The Spinners

Aabot Din Tayo (Tropical Depression, 1996)

In Dodo Dayao, OPM, Reggae on December 7, 2010 at 5:20 am

There was a time when Tropical Depression were the MVPs of homebrewed reggae, and that’s not just because they had the rhythm down. Reggae’s stuttering pulses are easy to nick anyway and the overfamiliar loping, lolling signatures can only go so far before it starts to get humdrum, sincere skills or not. It’s the feel that’s trickier to fake. And with Tropical Depression, groove was always in the heart, not only finding an out from the genre’s sonic cul-de-sac but having the pan-cultural imagination to take it places. Cross-pollination is always more fun, more queasily exciting than inbreeding. The last thing we heard from them, Aabot Din Tayo, though, was a cover album, their Labour of Love, if you will, overshadowed by their solid state debut, flying under the radar into semi-obscurity. Listening to it now, though, it isn’t as disposable as it seemed. The three so-what reggae covers are lively albeit redundant.
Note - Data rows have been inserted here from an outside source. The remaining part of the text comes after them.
PR #461, opened 2019-08-06
Create coseyfannitutti_discipline_default.json

coseyfannitutti:


public/keymaps/coseyfannitutti_discipline_default.json
```diff
@@ -0,0 +1,22 @@
+{
+  "keyboard": "coseyfannitutti/discipline",
+  "keymap": "default",
```
noroadsleft: @coseyfannitutti, you can't actually use `default` as the value for `keymap`, because the API that supports Configurator can see the `keymap.c` files that are in qmk_firmware, even though Configurator itself can't do anything with them. In fact, the value for `keymap` cannot match *any* `keymap.c` that exists in qmk_firmware, for the same reason. The API tries to make a `keyboards/{keyboard}/keymaps/{keymap}/keymap.c` file when the compile job completes, but if one already exists the operation fails.

I append a partial commit hash to the `keymap` value to prevent this. (What you append actually doesn't matter so long as the corresponding file doesn't already exist in qmk_firmware.)

```suggestion
  "keymap": "default_430c370",
```

public/keymaps/coseyfannitutti_discipline_default.json
```diff
@@ -0,0 +1,22 @@
...
+  "commit": "",
```
noroadsleft: Similarly, I put the full hash of the last commit to modify the default keymap from qmk/qmk_firmware's master branch at the time I created/modified the keymap JSON. Configurator doesn't actually use the value, but I periodically check the keymaps to make sure the ones here match those in qmk_firmware as much as possible, and having the source hash makes that easier to do.

```suggestion
  "commit": "430c37024e8de42bb735f26386f2b13f042e3569",
```

public/keymaps/coseyfannitutti_discipline_default.json
```diff
@@ -0,0 +1,22 @@
...
+      "KC_TAB",  "KC_Q",    "KC_W",    "KC_E",    "KC_R",    "KC_T",    "KC_Y",    "KC_U",    "KC_I",    "KC_O",    "KC_P",    "KC_LBRC", "KC_RBRC", "KC_BSLS", "KC_DEL",
+      "KC_CAPS", "KC_A",    "KC_S",    "KC_D",    "KC_F",    "KC_G",    "KC_H",    "KC_J",    "KC_K",    "KC_L",    "KC_SCLN", "KC_QUOT", "KC_ENT",             "KC_PGUP",
+      "KC_LSFT",            "KC_Z",    "KC_X",    "KC_C",    "KC_V",    "KC_B",    "KC_N",    "KC_M",    "KC_COMM", "KC_DOT",  "KC_SLSH", "KC_RSFT", "KC_UP",   "KC_PGDN",
+      "KC_LCTL", "KC_LGUI", "KC_LALT",                                  "KC_SPC",                        "KC_RALT", "MO(1)",   "KC_RCTL", "KC_LEFT", "KC_DOWN", "KC_RGHT"
+    ],
+    [
+      "KC_GRV",  "KC_F1",   "KC_F2",   "KC_F3",   "KC_F4",   "KC_F5",   "KC_F6",   "KC_F7",   "KC_F8",   "KC_F9",   "KC_F10",  "KC_F11",  "KC_F12",  "KC_DEL",  "KC_PSCR",
+      "KC_TRNS", "KC_TRNS", "KC_TRNS", "KC_TRNS", "RESET",   "KC_TRNS", "KC_TRNS", "KC_TRNS", "KC_INS",  "KC_TRNS", "KC_TRNS", "KC_TRNS", "KC_PAUS", "KC_BSLS", "KC_TRNS",
```
noroadsleft: The `KC_BSLS` here is actually `KC_TRNS` on qmk_firmware, but as you're overriding `KC_BSLS` on Layer 0 with the same keycode on Layer 1, this isn't actually functionally different, and thus I'm not requiring it.

```suggestion
      "KC_TRNS", "KC_TRNS", "KC_TRNS", "KC_TRNS", "RESET",   "KC_TRNS", "KC_TRNS", "KC_TRNS", "KC_INS",  "KC_TRNS", "KC_TRNS", "KC_TRNS", "KC_PAUS", "KC_TRNS", "KC_TRNS",
```

coseyfannitutti:
@noroadsleft Okay, I was wondering exactly where those were being pulled from. Thanks for the explanation. I will pull the hash/partial hash from their respective keymap.c in the future.

PR #463, opened 2019-08-06
fix CNAME

zekth:
Fixing mixing CNAME in dist repository

### DIFF
--- a/.travis.yml
+++ b/.travis.yml
@@ -13,7 +13,7 @@ script:
   - yarn run test:unit
   - yarn run test:e2e
   - yarn run build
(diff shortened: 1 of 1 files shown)


.travis.yml
```diff
@@ -13,6 +13,7 @@ script:
   - yarn run test:unit
   - yarn run test:e2e
   - yarn run build
+  - echo "config.qmk.fm" > dist/CNAME
```
zvecr: You should be able to use the deploy `fqdn` option <https://docs.travis-ci.com/user/deployment/pages/#further-configuration>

But the way the Buffalo Springfield chestnut “For What It’s Worth” morphs into a schoolyard sing-along alone is almost sublime. Even more thrilling is how the Afrocentric recharge of Maria Cafra’s “Isang Payo” gives its romantic pep talk the conviction it should’ve had all this time. Then they spike the postmod kundiman of Sampaguita’s “Liwanag” with an achy-breaky melancholia for good measure. The pick of the pickings aren’t only canny but, shot almost all the way through with the band’s ethnocentric code, it feels less haphazard, almost premeditated. Aabot Din Tayo may be hit-and-miss but when it resumes Kapayapaan’s discourse on reggae’s boundless spirituality and utopian optimism, it comes profoundly close to sounding like our own incentives to possibility.